Ahmed, Zeeshan; Degroat, William; Abdelhalim, Habiba; Zeeshan, Saman; Fine, Daniel.
Afiliación
  • Ahmed Z; Department of Medicine/Cardiovascular Disease and Hypertension, Robert Wood Johnson Medical School, Rutgers Biomedical and Health Sciences, 125 Paterson St, New Brunswick, NJ, USA. zahmed@ifh.rutgers.edu.
  • Degroat W; Rutgers Institute for Health, Health Care Policy and Aging Research, Rutgers University, 112 Paterson St, New Brunswick, NJ, USA. zahmed@ifh.rutgers.edu.
  • Abdelhalim H; Rutgers Institute for Health, Health Care Policy and Aging Research, Rutgers University, 112 Paterson St, New Brunswick, NJ, USA.
  • Zeeshan S; Rutgers Institute for Health, Health Care Policy and Aging Research, Rutgers University, 112 Paterson St, New Brunswick, NJ, USA.
  • Fine D; Department of Radiation Oncology, Washington University School of Medicine, 660 S. Euclid Ave, St.

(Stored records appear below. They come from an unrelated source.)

PR #990, opened 2021-08-23
[14.0][MIG] account_global_discount

omar7r:
Depends on https://github.com/OCA/server-backend/pull/131


account_global_discount/models/account_move.py
```diff
@@ -234,33 +236,35 @@ def _compute_amount_one(self):
...
                 self.amount_untaxed, self.company_id.currency_id, self.company_id, date
             )
-        sign = self.type in ["in_refund", "out_refund"] and -1 or 1
-        self.amount_total_company_signed = amount_total_company_signed * sign
+        sign = self.move_type in ["in_refund", "out_refund"] and -1 or 1
         self.amount_total_signed = self.amount_total * sign
         self.amount_untaxed_signed = amount_untaxed_signed * sign
 
     @api.depends(
+        "line_ids.matched_debit_ids.debit_move_id.move_id.payment_id.is_matched",
```
rousseldenis: Why all these additions ?

remi-filament (approved):
Functional test OK
Thanks for this migration !

omar7r:
Hi, 

I found an improvement we can do in this addon, account move lines that represent global discounts have the mark of "exclude_from_invoice_tab", that's correct, but, it makes that these lines don't appear in invoice analysis view, doing this information erronous. 
If in the "_where" function of this object, I add " OR global_discount_item = true" these lines appear and the result will be correct, but this change depends that the "_where" function isn't inherited for other modules, if the function was inherited it will fail. Any solution for allowing this without breaking potentially the inheritance? Maybe a monkey patching, replacing the original definition?

pedrobaeza:
Do you mean on the SQL view? Properly injected, it should be compatible. Maybe a PoC here?

omar7r:
Yes, the original function is:

```
@api.model
def _where(self):
    return '''
        WHERE move.move_type IN ('out_invoice', 'out_refund', 'in_invoice', 'in_refund', 'out_receipt', 'in_receipt')
            AND line.account_id IS NOT NULL
            AND NOT line.exclude_from_invoice_tab
        '''
```
I can extend in the end with " OR global_discount_item = true" but if other module add other statements in this function, will depend on load order that works.

The PoC of monkey patching would be:
```
import odoo.addons.account.report.account_invoice_report as invoice_report_file

def _where_replaced(self):
    return '''
        WHERE move.move_type IN ('out_invoice', 'out_refund', 'in_invoice', 'in_refund', 'out_receipt', 'in_receipt')
            AND line.account_id IS NOT NULL
            AND (NOT line.exclude_from_invoice_tab OR global_discount_item = true)
    '''


invoice_report_file.AccountInvoiceReport._where = _where_replaced
```

pedrobaeza:
But monkey-patching is not needed. Odoo handles such proper inheritance. You only have to override the methods. Example: https://github.com/OCA/margin-analysis/blob/13.0/account_invoice_margin/report/account_invoice_report.py

omar7r:
Something like that?:
```
def _where(self):
    where_str = super()._where()
    return where_str.replace("NOT line.exclude_from_invoice_tab",
                             "(NOT line.exclude_from_invoice_tab OR "
                             "global_discount_item = true)")
```
It's important that the new statement will be in this position

pedrobaeza:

Louis, MO, USA.
Clin Oral Investig ; 28(1): 52, 2024 Jan 01.
Article en En | MEDLINE | ID: mdl-38163819
ABSTRACT

OBJECTIVES:

Periodontal diseases are chronic, inflammatory disorders that involve the destruction of supporting tissues surrounding the teeth which leads to permanent damage and substantially heightens systemic exposure. If left untreated, dental, oral, and craniofacial diseases (DOCs), especially periodontitis, can increase an individual's risk in developing complex traits including cardiovascular diseases (CVDs). In this study, we are focused on systematically investigating causality between periodontitis with CVDs with the application of artificial intelligence (AI), machine learning (ML) algorithms, and state-of-the-art bioinformatics approaches using RNA-seq-driven gene expression data of CVD patients. MATERIALS AND

METHODS:

In this study, we built a cohort of CVD patients, collected their blood samples, and performed RNA-seq and gene expression analysis to generate transcriptomic profiles. We proposed a nexus of AI/ML approaches for the identification of significant biomarkers, and predictive analysis. We implemented recursive feature elimination, Pearson correlation, chi-square, and analysis of variance to detect significant biomarkers, and utilized random forest and support vector machines for predictive analysis.

RESULTS:

Our AI/ML analyses have led us to the preliminary conclusion that GAS5, GPX1, HLA-B, and SNHG6 are the potential gene markers that can be used to explain the causal relationship between periodontitis and CVDs.

CONCLUSIONS:

CVDs are relatively common in patients with periodontal disease, and an increased risk of CVD is associated with periodontal disease independent of gender. Genetic susceptibility contributing to periodontitis and CVDs have been suggested to some extent, based on the similar degree of heritability shared between both complex diseases.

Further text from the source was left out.